(Stored data entries)
PR #686, opened 2022-04-15
Add tests to DepthAI SDK

VanDavv:
There are two types of tests available in this PR (built from https://github.com/luxonis/depthai/pull/682 from @ZigiMigi)

- Manual - these tests need to be run separately, as they contain example applications that allow us to perform end-to-end tests. Currently, we have
    - `depthai_sdk/src/test/manual/preview_manager.py` - to test out preview streams
    - `depthai_sdk/src/test/manual/nnet_manager.py` - to test out nnet inference

- Unittests - these tests can be run in a suite and are usually quick to execute. They test out specific methods and their outcome, without testing the whole flow and inter-connections. They can be executed by running the following command

  ```
  $ cd depthai_sdk/src/test
  $ python3 -m unittest
  ```


themarpe (approved):
LGTM

PR #687, opened 2022-04-15
Add useImageManip flag to NNetManager

VanDavv:
This PR adds the `useImageManip` flag to `createNN` function, which allows to disable creating the ImageManip before the neural network (requires the user to make sure the frames are in a correct resolution for NN)


themarpe (approved):
lgtm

▸ **Task statement**
An exact number is called for here: how many lines across the records contain the word "tests". Nothing else belongs in the answer.

▸ **Reply to the exercise**
4